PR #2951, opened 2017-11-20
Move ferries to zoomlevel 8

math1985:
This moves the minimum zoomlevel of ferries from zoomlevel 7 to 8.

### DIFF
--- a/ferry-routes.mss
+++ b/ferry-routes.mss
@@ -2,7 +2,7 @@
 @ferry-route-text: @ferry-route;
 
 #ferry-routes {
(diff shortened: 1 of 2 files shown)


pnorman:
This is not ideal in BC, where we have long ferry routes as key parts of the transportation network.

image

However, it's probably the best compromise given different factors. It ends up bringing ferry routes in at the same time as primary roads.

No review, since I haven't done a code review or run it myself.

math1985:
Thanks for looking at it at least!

..........

Nothing but the lines from the one with "(diff shortened: 1 of 2 files shown)" through the last line of the data should appear; print them exactly.

* **RESPONSE TO THIS EXERCISE**
(diff shortened: 1 of 2 files shown)


pnorman:
This is not ideal in BC, where we have long ferry routes as key parts of the transportation network.

image

However, it's probably the best compromise given different factors. It ends up bringing ferry routes in at the same time as primary roads.

No review, since I haven't done a code review or run it myself.

math1985:
Thanks for looking at it at least!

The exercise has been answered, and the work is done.